Ninja Theory? You mean the guys that made Heavenly Sword which is almost forgotten along with Enslaved that got absolutely raped in sales in 2010?


----------



## gorbulas (Feb 13, 2004)

sleepytime said:


> I agree on Halo, I could never understand the hype for that. It's an ok game, but there are far better FPS games out there, it's not even in the same league as half-life.


 the Halo series could have been great and there was lots of hype for the game but then Microsoft forced Bungie after they bought them to make it a console only title to promote the xbox (yes there been PC ports but its an afterthought).

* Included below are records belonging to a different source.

PR #162, opened 2025-02-11
Lite deployment in doc

### LINKED ISSUE #149: JupyterLite demo
### Problem

It would be useful to have a small demo of `jupyter-chat` running in JupyterLite, to be able to quickly get a feel of the current UX and functionalities it offers.

### Proposed Solution

Add a JupyterLite demo with the `jupyter-chat` extension, ideally built from source, so it reflects the latest state.

### Additional context

Currently `jupyterlab-chat` defines a list of dependencies that require a server to be functional:

https://github.com/jupyterlab/jupyter-chat/blob/8de473aa176a5fbdf8ff7165ff629606b5d36a74/python/jupyterlab-chat/pyproject.toml#L28-L34

Ideally it would be possible to try the chat and most of its frontend features directly in the browser, without any RTC involved. Or if there is RTC, then maybe over WebRTC?

brichet:
Fixes #149

Add a jupyterlite demo in the documentation, including a simple chat extension, to be able to test the features.
This extension does not allow to chat for real (with others users) since collaboration is not working in jupyterlite yet.


jtpio (approved):
Thanks!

yeah I liked San Andreas the best ... the first in the series is fun with cheats on too


----------



## Luna Sea (Apr 4, 2012)

JohnnyWhite said:


> GTA IV was amazing in terms of how it revolutionized the series and sandbox games, in general.


How do you mean? I can't really see anything revolutionary about IV. The only things that come to mind that they "revolutionised" were the things pedestrians talking on phones and other pointless things and the wanted system, which they ruined; not being able to just ignore 1* wanted levels and drive on, and Pay & Sprays being made pointless made it less fun (albeit more realistic, which R* seem to be the only ones to think was the point of GTA).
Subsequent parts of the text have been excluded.